The party announced on July 24 that he was under investigation for violations of “discipline” — usually a euphemism for corruption — and Sun has since been pilloried in official media. Provincial leaders, including many with a shot at promotion, have called meetings to denounce Sun as a “tiger,” or corrupt senior official.
“At this point, we can’t say for sure he will be the last big tiger to be brought down before the opening of the party congress,” said professor Ding Xueliang, a political scientist at the Hong Kong University of Science and Technology who studies the Chinese Communist Party. “We don’t know, other leaders don’t know either.”
For now, Xi appears to be seeking to ensure that his second-term lineup includes younger loyalists who will defend him and his policies for years to come. Several are poised to join the Politburo, a council of 25 senior central, provincial and military leaders. Up to 11 members of the Politburo are likely to retire at the congress, including five members of the Politburo Standing Committee, a more powerful body with seven members.
The negotiations over the new lineup happen in secret. But the burst of propaganda and warnings appears designed to pressure officials and retired leaders to go along with Xi’s wishes over who goes up and who steps down.
Xi is by the estimate of many observers China’s most powerful leader since Deng Xiaoping, who died in 1997. While the military does not have much direct say in politics, its support is essential for Xi’s long-term authority, Ding said.
“Xi Jinping has spent more time on the military than any other leader,” Ding said by telephone. “He knows clearly that eventually, if he wants to keep in power, if he wants to concentrate power even more, he must make sure the army is with him.”
Xi’s recent predecessors as national leader, Jiang Zemin and Hu Jintao, also prepared for leadership turnovers with crescendos of propaganda. But the adulation around Xi has been strikingly worshipful. More than them, Xi has made a personal case for power.
On Friday, Study Times, a party newspaper widely read by officials, devoted its front page to an adulatory profile of Xi that said he was blessed by his “red” upbringing with special leadership mettle. It recounted his tough maturation as the son of a veteran revolutionary who was persecuted by Mao, testing the family’s loyalty to the Communist cause, and his seven years working in the dirt-poor countryside during the Cultural Revolution.
The profile has been widely promoted by party newspapers and websites, and its anonymous author was described as “special commentator,” a title usually used for articles with high-level endorsement.
“I never saw anything like this for Jiang Zemin or Hu Jintao,” said Deng, the former editor, who used to work for Study Times. “They didn’t get this treatment.”

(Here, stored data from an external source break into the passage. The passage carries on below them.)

PR #3184, opened 2026-09-09
[1/2] feat(eve): expose workflow history context

benpankow:
### Summary

Adds `ctx.history` so authored workflows can use the conversation that led to a tool call, rather than relying on the model to summarize it into tool arguments. This supports application-controlled handoffs and research with the actual prior context. The value is a detached, read-only copy of the completed prefix; it excludes the calling tool exchange and grants no live session access.

```ts
// Inside defineWorkflowTool({ ... }):
async execute(input, ctx) {
  "use workflow";
  return await prepareHandoff(input, ctx.history); // application-owned step
}
```

History mutation and session initialization follow in #3185 and #3186.

### Validation

Adds a real workflow integration test for the captured pre-tool-call prefix, plus copy-isolation tests for attachment values.

🤖

### DIFF
--- a/.changeset/workflow-history-context.md
+++ b/.changeset/workflow-history-context.md
@@ -1,0 +1,5 @@
+---
+"eve": patch
+---
+
+Expose an immutable completed conversation prefix to workflow tools as `ctx.history`. The captured history excludes the calling tool exchange, letting workflows carry prior context into controlled follow-up work without a session history endpoint.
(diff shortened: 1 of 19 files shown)


benpankow:
Closing this workflow-history API exploration. The surrounding stack and follow-ups did not continue, and exposing workflow history is a sensitive public API that should be reconsidered from current requirements rather than revived here.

Xi “grew up with an inheritance of red genes, was tempered by harsh setbacks and suffering, and has steeled himself in complicated international struggle,” the profile said, referring to his revolutionary background and career.
“The lion of the east has woken,” it said, referring to China. “But it faces tremendous risks of being surrounded by tigers and wolves and suffering even more intense strategic encirclement, clashes and meddling.”

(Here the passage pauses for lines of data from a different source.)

PR #120, opened 2019-04-15
White background styles for messages

liamkeaton:
## Feature Description
Error messages on a white background did not look nice, this is because the red being used was based on them showing on the paper background color.

## Link to Ticket / Card:
https://trello.com/c/xVc7RwxM/843-5-buy-flow-error-message-review

## Screenshots:

| Before | After |
| --- | --- |
| Screenshot 2019-04-15 at 15 13 55 | Screenshot 2019-04-15 at 15 12 54 |

### DIFF
--- a/styles/message.scss
+++ b/styles/message.scss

The profile also said Xi personally pushed through difficult and contentious policy changes in his first five years in power, including building artificial islands fitted with military installations in the disputed South China Sea.

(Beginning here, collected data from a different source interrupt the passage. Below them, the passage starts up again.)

PR #126, opened 2019-04-25
Add Loader component

remybach:
🐿 v2.12.3

## Feature Description

Loader component for use in all of our forms. Includes JS util for controlling it.

Note: I've had to do a fair bit of hacking around in the demos/test code to make it so that I could use `@partial-block` because I felt that defining named inline partials wasn't as neat. At least now we have the ability to do so going forward 😄

## Link to Ticket / Card:

https://trello.com/c/0xuGAx9L/1074-5-loaders-on-all-the-pages

## Screenshots:

Note: the example where data is passed in is incorrect here (`title=title`). I've fixed it since making the gif.

### DIFF
--- a/demos/data.json
+++ b/demos/data.json
@@ -15,6 +15,14 @@
       "fields": "Inline content here."
     }
   },
+  "loader": {
+    "params": {
+      "title": "Hooray!"
+    },
+    "partials": {
+      "@partial-block": "<p>Your content is busy loading! <sup>(not really, this is just a demo)</sup></p>"
+    }
+  },
   "message": {
     "params": {
       "isError": true,
--- a/demos/main.js
+++ b/demos/main.js
@@ -1,0 +1,10 @@
+const Loader = require('../utils/loader');
+
+if (document.querySelector('.ncf__loader')) {
+	const loader = new Loader(document);
+	loader.show();
+}
+
+// Make the textarea display all the rows it's given.
+const $textarea = document.getElementById('example-code');
+$textarea.rows = ($textarea.value.match(/\n/gi).length) + 1;
--- a/styles/loader.scss
+++ b/styles/loader.scss
@@ -1,0 +1,44 @@
+/* stylelint-disable selector-no-qualifying-type */
+@import 'o-loading/main';
+
+@mixin ncfLoader() {
+	&__loader {
+		background-color: rgba(0, 0, 0, 0.75);
+		bottom: 0;
+		height: 100vh;
+		left: 0;
+		position: fixed;
+		right: 0;
+		text-align: center;
+		top: 0;
+		z-index: 1000;
+		align-items: center;
+		justify-content: center;
+
+		&.is-visible {
+			display: flex;
+		}
+
+		&__content {
+			@include oTypographySans();
+			color: oColorsGetPaletteColor('white');
+
+			&::before {
+				@include oLoadingColor('light');
+				@include oLoadingSize('large');
+				@include oLoading();
+
+				content: '';
+				position: relative;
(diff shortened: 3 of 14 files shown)


demos/data.json
```diff
@@ -3,6 +3,10 @@
     "filterList": ["GBR", "JPN", "USA", "FRA"],
     "value": "USA"
   },
+  "loader": {
+    "title": "Hooray!",
+    "@partial-block": "Your content is busy loading! <sup>(not really, this is just a demo)</sup>"
```
liamkeaton: What is partial block?

remybach:
To answer your other question first, it's standard handlebars: https://handlebarsjs.com/partials.html#partial-block

I'd really rather not use those inline partials... it makes the implementation uglier and more complicated for no reason. They're only really necessary if you want to define multiple different bits of marked up content.

I'd much rather have this:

“In the South China Sea, he personally decided on building islands and consolidating reefs,” the profile said. Xi had, it said, “built a robust strategic base for ultimately prevailing in the struggle to defend the South China Sea, and has in effect constructed a Great Wall at sea.”
Xi’s power has already unsettled critics, including some inside the party, who worry that he has destabilized norms of collective leadership that can slow decision-making but also prevent dangerous overreach.